▶ Task directions:
From the line containing "method to the" down to the line containing "let shares_commitment = self.compute_shares_commitment(shares)?;" in the records below, reproduce every line exactly, ends included, and omit all others.

▶ Data listing:
PR #211, opened 2024-02-15
contracts-stylus: darkpool, transfer_executor: add transfer executor contract

akirillo:
This PR introduces the `TransferExecutorContract`, which stores the Permit2 contract address and is responsible for validating & executing external transfers. With this, the Darkpool contract now deploys at 22.1kb (down from 24.7), and the transfer executor itself deploys at 10.6kb.

Changes to the `scripts` crate to deploy the `TransferExecutorContract` will come in a follow-up PR.

### DIFF
--- a/contracts-stylus/src/contracts/transfer_executor.rs
+++ b/contracts-stylus/src/contracts/transfer_executor.rs
@@ -1,0 +1,126 @@
+//! The transfer executor contract, responsible for executing external transfers to/from the darkpool.
+
+use crate::utils::{
+    constants::{MERKLE_STORAGE_GAP_SIZE, MISSING_TRANSFER_AUX_DATA_ERROR_MESSAGE},
+    helpers::{assert_valid_signature, call_helper, deserialize_from_calldata, postcard_serialize},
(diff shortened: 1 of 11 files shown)


contracts-stylus/src/contracts/transfer_executor.rs
```diff
@@ -0,0 +1,126 @@
...
+    ) -> Result<(), Vec<u8>> {
+        let old_pk_root: PublicSigningKey = deserialize_from_calldata(&old_pk_root)?;
+        let transfer: ExternalTransfer = deserialize_from_calldata(&transfer)?;
+        let transfer_aux_data: TransferAuxData = deserialize_from_calldata(&transfer_aux_data)?;
+
+        assert_valid_signature(
+            &old_pk_root,
+            &postcard_serialize(&transfer)?,
+            &transfer_aux_data.transfer_signature,
+        )?;
```
joeykraut: same q as the last pr, why do we do this for deposits?

joeykraut (approved):

PR #215, opened 2024-02-22
contracts-common, contracts-stylus: ingest fee design changes to existing protocol

akirillo:
This PR makes the relevant changes from the fee design to the existing protocol (i.e., without introducing the new statements / circuits for fees).

Namely:
- Changed types:
    - `ValidWalletUpdateStatement`
        - [x]  No longer has `timestamp`
    - `ValidMatchSettleStatement`
        - [x]  Now has `protocol_fee`
- Changed functionality:
    - `process_match_settle`
        - [x]  Ensure that same indices are used between the parties’ `ValidCommitmentsStatement`s & the `ValidMatchSettleStatement`
        - [x]  Ensure that the proper `protocol_fee` is used

The testing utilities were also updated to correctly generate statement types, and new tests were added to ensure that the new out-of-circuit checks in `process_match_settle` are working properly. All integration and unit tests pass.

Note, that these tests pass when using a local patch of the relayer crate that makes the necessary/minimal/incomplete changes to ensure that conversion logic & verification key generation work correctly.


contracts-stylus/src/contracts/darkpool.rs
```diff
@@ -413,14 +410,27 @@ impl DarkpoolContract {
...
-            match_linking_proofs,
-        )?);
+        if_verifying!({
+            assert_result!(
+                party_0_match_payload.valid_commitments_statement.indices
+                    == valid_match_settle_statement.party0_indices
+                    && party_1_match_payload.valid_commitments_statement.indices
+                        == valid_match_settle_statement.party1_indices,
+                INVALID_ORDER_SETTLEMENT_INDICES_ERROR_MESSAGE
+            )?;
```
joeykraut: nit: this might read nicer if we broke up the compound statement into individual ones:
```rust
let party0_same_indices = party_0_match_payload.valid_commitments_statement.indices == valid_match_settle_statement.party0_indices;
let party1_same_indices = party_1_match_payload.valid_commitments_statement.indices == valid_match_settle_statement.party1_indices;

assert_result!(party0_same_indices && party1_same_indices, <error message>);
```

contracts-stylus/src/contracts/darkpool.rs
```diff
@@ -413,14 +410,27 @@ impl DarkpoolContract {
...
+
+            let protocol_fee = u256_to_scalar(storage.borrow_mut().protocol_fee.get())?;
+            assert_result!(valid_match_settle_statement.protocol_fee == protocol_fee, INVALID_PROTOCOL_FEE_ERROR_MESSAGE)?;
```
joeykraut: nit: will you document that the protocol fee we draw from storage is in fixed point representation?

joeykraut (approved):

PR #216, opened 2024-02-22
contracts-stylus: darkpool: VALID RELAYER FEE SETTLEMENT contract method

akirillo:
This PR adds the `settle_online_relayer_fee` method, representing the on-chain portion of the online settlement of a relayer fee via the `VALID RELAYER FEE SETTLEMENT` circuit.

This makes reasonable assumptions about the structure / ordering of fields in the statement type for the circuit, as can be seen in the definition of the `ValidRelayerFeeSettlementStatement` type and its serialization to scalars for verification.

Notably, these changes push the darkpool contract beyond 24kb (in large part due to new serialization code for the statement type), so it is not yet deployable, and as such I have deferred writing tests for this circuit (including scaffolding such as generating verification keys) to after I have implemented all the other fees changes. This way I'll first have a complete picture of the binary profile.

### DIFF
--- a/contracts-common/src/custom_serde.rs
+++ b/contracts-common/src/custom_serde.rs
@@ -11,7 +11,10 @@ use ark_serialize::Flags;
 use crate::{
     constants::{NUM_BYTES_ADDRESS, NUM_BYTES_FELT, NUM_BYTES_U64, NUM_SCALARS_PK, NUM_U64S_FELT},
     types::{
-        ExternalTransfer, G1Affine, G1BaseField, G2Affine, G2BaseField, MontFp256, OrderSettlementIndices, PublicInputs, PublicSigningKey, ScalarField, ValidCommitmentsStatement, ValidMatchSettleStatement, ValidReblindStatement, ValidRelayerFeeSettlement, ValidWalletCreateStatement, ValidWalletUpdateStatement
+        ExternalTransfer, G1Affine, G1BaseField, G2Affine, G2BaseField, MontFp256,
+        OrderSettlementIndices, PublicInputs, PublicSigningKey, ScalarField,
+        ValidCommitmentsStatement, ValidMatchSettleStatement, ValidReblindStatement,
+        ValidRelayerFeeSettlementStatement, ValidWalletCreateStatement, ValidWalletUpdateStatement,
     },
 };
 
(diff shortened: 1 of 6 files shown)


contracts-common/src/custom_serde.rs
```diff
@@ -273,6 +276,21 @@ impl ScalarSerializable for ValidMatchSettleStatement {
...
+    fn serialize_to_scalars(&self) -> Result<Vec<ScalarField>, SerdeError> {
+        let mut scalars: Vec<ScalarField> = vec![
+            self.merkle_root,
+            self.sender_nullifier,
+            self.recipient_nullifier,
+            self.sender_wallet_commitment,
+            self.recipient_wallet_commitment,
+        ];
+        scalars.extend(&self.sender_updated_public_shares);
+        scalars.extend(&self.recipient_updated_public_shares);
```
joeykraut, line 289: we're missing `recipient_pk_root` here

contracts-stylus/src/contracts/darkpool.rs
```diff
@@ -717,39 +786,43 @@ impl DarkpoolContract {
         assert_result!(result, VERIFICATION_FAILED_ERROR_MESSAGE)
     }
 
-    /// Handles the post-match-settle logic for a single party
-    pub fn process_party<S: TopLevelStorage + BorrowMut<Self>>(
+    /// Nullifies the old wallet and commits to the new wallet,
+    /// verifying a signature over the commitment to the new wallet
+    /// if necessary.
+    pub fn rotate_wallet<S: TopLevelStorage + BorrowMut<Self>>(
```
joeykraut: might be nicer at callsites to split this out into `rotate_wallet` and `rotate_wallet_with_signature` wherein the ladder calls for the former after verifying the signed commitment.

joeykraut (approved):

contracts-common/src/custom_serde.rs
akirillo: great catch ty

contracts-stylus/src/contracts/darkpool.rs
akirillo: yeah i like it, shouldn't affect binary size either idt

PR #217, opened 2024-02-23
contracts-stylus: darkpool: VALID OFFLINE FEE SETTLEMENT contract method

akirillo:
This PR adds the `settle_offline_fee` method to the darkpool, encapsulating the contract logic involved in settling an offline fee into a note via the `VALID OFFLINE FEE SETTLEMENT` circuit.

I make reasonable assumptions on the structure and ordering of the `ValidOfflineFeeSettlementStatement` statement fields.

This PR adds the protocol public encryption key as a settable storage variable on the contract. We assert that the pubkey in the statement matches this, as opposed to injecting it into the statement. The reason for this is that in the case that the protocol pubkey is incorrect, the contract can return a verbose error indicating this, as opposed to an opaque failure to verify.

Finally, this required an extra method on the Merkle contract to allow for inserting a note commitment directly to the tree.

As before, testing is deferred until all fees changes are made and the contracts are deployable.

### DIFF
--- a/contracts-stylus/src/contracts/merkle.rs
+++ b/contracts-stylus/src/contracts/merkle.rs
@@ -107,7 +107,12 @@ where
 
         let shares_commitment = self.compute_shares_commitment(shares)?;
 
-        self.insert_helper(shares_commitment, P::HEIGHT as u8, insert_index, true)?;
+        self.insert_helper(
+            shares_commitment,
+            P::HEIGHT as u8,
+            insert_index,
+            true, /* subtree_filled */
+        )?;
 
         Ok(())
     }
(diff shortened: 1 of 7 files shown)


contracts-stylus/src/contracts/merkle.rs
```diff
@@ -155,6 +155,24 @@ where
...
+        assert_result!(
+            insert_index < 2_u128.pow(P::HEIGHT as u32),
+            TREE_FULL_ERROR_MESSAGE
+        )?;
+
+        self.insert_helper(
+            u256_to_scalar(note_commitment)?,
+            P::HEIGHT as u8,
+            insert_index,
+            true,
```
joeykraut: nit: Can we add an inline as to what this value means?

joeykraut (approved):

PR #233, opened 2024-03-05
contracts-stylus: verification disablement guard

akirillo:
This PR adds a check to the `if_verifying!` macro which, in the case of verification being disabled, reverts unless the current chain ID is that of our designated devnet chain ID, which I've chosen to be `473474` (first six digits of keccak256("renegade").

This PR also brings the committed verification keys up to date with `renegade/main`, and includes a tweak to the deploy scripts ensuring that subsequent deployments don't try to re-optimize an old optimized WASM artifact (I ran into this issue during some local testing).

I tested that the contracts appropriately revert / allow transactions on a verification-disabled build by running sequencers w/ the old/new chain IDs.


contracts-common/src/constants.rs
```diff
@@ -6,6 +6,10 @@ use ark_ff::{BigInt, Fp};
 
 use crate::types::ScalarField;
 
+/// Dedicated chain ID for Renegade devnets, for which we allow
+/// verification to be disabled
+pub const DEVNET_CHAINID: u64 = 473474;
```
joeykraut, line 12: nit: can we document how this chain id was derived here? The context in the PR description is good

joeykraut (approved):

PR #234, opened 2024-03-30
contracts-stylus: transfer_executor: include `pk_root` as witness data for Permit2

akirillo:
This PR addresses the vulnerability disclosed in our audit concerning the ability to "frontrun" a deposit by using a properly signed `permitTransferFrom` payload but generating a proof wherein the deposit is directed to the attacker's wallet within the Renegade protocol.

We mitigate this by including the intended recipient wallet's `pk_root` as additional witness data to be signed, validated by the Permit2 contract by leveraging its [`permitWitnessTransferFrom`](https://docs.uniswap.org/contracts/permit2/reference/signature-transfer#single-permitwitnesstransferfrom) method.

I have added an integration test covering this specific case. All `test_external_transfer*` tests pass.

### DIFF
--- a/contracts-common/src/constants.rs
+++ b/contracts-common/src/constants.rs
@@ -113,7 +113,7 @@ pub const INVALID_INPUTS_ERROR_MESSAGE: &[u8] = b"invalid inputs";
 /// operation fails
 pub const ARITHMETIC_BACKEND_ERROR_MESSAGE: &[u8] = b"arithmetic backend error";
 
-/// The witness type string used for deposits via `permitWitnessTransferFrom`.
+/// The EIP-712 type string used for deposit witness data via `permitWitnessTransferFrom`.
 ///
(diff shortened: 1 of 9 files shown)


contracts-common/src/constants.rs
```diff
@@ -112,3 +112,8 @@ pub const INVALID_INPUTS_ERROR_MESSAGE: &[u8] = b"invalid inputs";
 /// The revert message when an EC arithmetic backend
 /// operation fails
 pub const ARITHMETIC_BACKEND_ERROR_MESSAGE: &[u8] = b"arithmetic backend error";
+
+/// The witness type string used for deposits via `permitWitnessTransferFrom`.
```
joeykraut: nit: can we note that this is an EIP-712 type string?

joeykraut (approved):

PR #240, opened 2024-04-25
contracts-stylus: merkle: Add leaf insertion event

joeykraut:
### Purpose
This PR adds a leaf node insertion event. Now that we have changed the `MerkleOpeningNode` event to be the siblings in the path, we need an index of the insertions themselves to find commitments in the tree. The `MerkleInsertion` event fills this need.

### Testing
- Deployed to a local sequencer, able to reconstruct Merkle paths with updated client logic

### DIFF
--- a/contracts-stylus/src/utils/solidity.rs
+++ b/contracts-stylus/src/utils/solidity.rs
@@ -54,6 +54,7 @@ sol! {
 
     // Merkle events; we emit the opening path of the inserted node
     event MerkleOpeningNode(uint8 indexed height, uint128 indexed index, uint256 indexed new_value);
+    event MerkleInsertion(uint128 indexed index, uint256 indexed value);
 
     // Darkpool user interaction events
     event NullifierSpent(uint256 indexed nullifier);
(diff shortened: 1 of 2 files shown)


contracts-stylus/src/utils/solidity.rs
```diff
@@ -54,6 +54,7 @@ sol! {
 
     // Merkle events; we emit the opening path of the inserted node
     event MerkleOpeningNode(uint8 indexed height, uint128 indexed index, uint256 indexed new_value);
```
akirillo, line 56: pretty sure we no longer need the `index` field in the `MerkleOpeningNode` event, right? if so we should remove it, this will reduce binary a bit by reducing the encoding/decoding logic the `sol!` macro expands to for this event

akirillo (approved):

contracts-stylus/src/utils/solidity.rs
joeykraut: Disagree, when we want to add back in the updating Merkle paths logic we will need this. It's also not something we can really add after the fact so it should be in day 1.

PR #248, opened 2024-08-17
contracts-stylus: utils: ABI encode staticcall calldata

joeykraut:
### Purpose
This PR fixes a bug in how static calls are handled that surfaced as a result of `alloy` upgrades. As well, now that the contracts are in a working state with the new `alloy` version, I added an integration test for public blinder uniqueness, using the `new_wallet` selector as a representative.

### Testing
- Tested the integration test, checked that it failed if I didn't re-use the blinder
- Deployed all contracts and tested against a local relayer


akirillo (approved):
slick my g

PR #256, opened 2024-10-09
contracts-stylus: vkeys: Add atomic match settle vkey

joeykraut:
### Purpose
This PR adds the verification bundle for `VALID MATCH SETTLE ATOMIC` to the `vkeys` contract, along with a method to fetch it. This bundle includes:
- Verification keys for `VALID REBLIND`, `VALID COMMITMENTS`, and `VALID MATCH SETTLE ATOMIC`
- Proof-link verification keys for `VALID REBLIND <-> VALID COMMITMENTS` and `VALID COMMITMENTS <-> VALID MATCH SETTLE ATOMIC`

### Testing
- Built and deployed vkeys contract


contracts-utils/src/proof_system/mod.rs
```diff
@@ -97,6 +117,21 @@ pub fn gen_match_linking_vkeys<C: SingleProverCircuit>(
     })
 }
 
+/// Generate the verification keys for the circuits involved in settling a matched trade
```
akirillo:
```suggestion
/// Generate the linking verification keys for the circuits involved in settling a matched atomic trade
```
:P

akirillo (approved):

PR #257, opened 2024-10-09
contracts-stylus: contract: darkpool: Add atomic match settle method

joeykraut:
### Purpose
This PR adds a method to verify an atomic match settlement. This follows mostly the same flow as the standard match settlement, except that only _one_ party has a `VALID COMMITMENTS` and `VALID REBLIND` bundle.

Note that, in this state, the `darkpool-core` contract is too large, so a follow-up will optimize this below the binary size limit.

### Testing
- Deferred until complete

### DIFF
--- a/contracts-common/src/types.rs
+++ b/contracts-common/src/types.rs
@@ -255,6 +255,41 @@ pub struct TransferAuxData {
     pub transfer_signature: Option<Vec<u8>>,
 }
 
+/// A fee take from a match
+#[serde_as]
+#[derive(Serialize, Deserialize)]
+pub struct FeeTake {
+    /// The fee the relayer takes
+    #[serde_as(as = "U256Def")]
+    pub relayer_fee: U256,
+    /// The fee the protocol takes
+    #[serde_as(as = "U256Def")]
+    pub protocol_fee: U256,
+}
+
+/// The result of an atomic match
+#[serde_as]
+#[derive(Serialize, Deserialize)]
+pub struct ExternalMatchResult {
+    /// The mint (erc20 address) of the quote token
+    #[serde_as(as = "AddressDef")]
+    pub quote_mint: Address,
+    /// The mint (erc20 address) of the base token
+    #[serde_as(as = "AddressDef")]
+    pub base_mint: Address,
+    /// The amount of the quote token
+    #[serde_as(as = "U256Def")]
+    pub quote_amount: U256,
+    /// The amount of the base token
+    #[serde_as(as = "U256Def")]
+    pub base_amount: U256,
+    /// The direction of the trade
+    ///
+    /// `false` (0) corresponds to the internal party buying the base
+    /// `true` (1) corresponds to the internal party selling the base
+    pub direction: bool,
+}
+
 /// Represents the affine coordinates of a secp256k1 ECDSA public key.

▶ Answer to the exercise:
This PR adds the `settle_offline_fee` method to the darkpool, encapsulating the contract logic involved in settling an offline fee into a note via the `VALID OFFLINE FEE SETTLEMENT` circuit.

I make reasonable assumptions on the structure and ordering of the `ValidOfflineFeeSettlementStatement` statement fields.

This PR adds the protocol public encryption key as a settable storage variable on the contract. We assert that the pubkey in the statement matches this, as opposed to injecting it into the statement. The reason for this is that in the case that the protocol pubkey is incorrect, the contract can return a verbose error indicating this, as opposed to an opaque failure to verify.

Finally, this required an extra method on the Merkle contract to allow for inserting a note commitment directly to the tree.

As before, testing is deferred until all fees changes are made and the contracts are deployable.

### DIFF
--- a/contracts-stylus/src/contracts/merkle.rs
+++ b/contracts-stylus/src/contracts/merkle.rs
@@ -107,7 +107,12 @@ where
 
         let shares_commitment = self.compute_shares_commitment(shares)?;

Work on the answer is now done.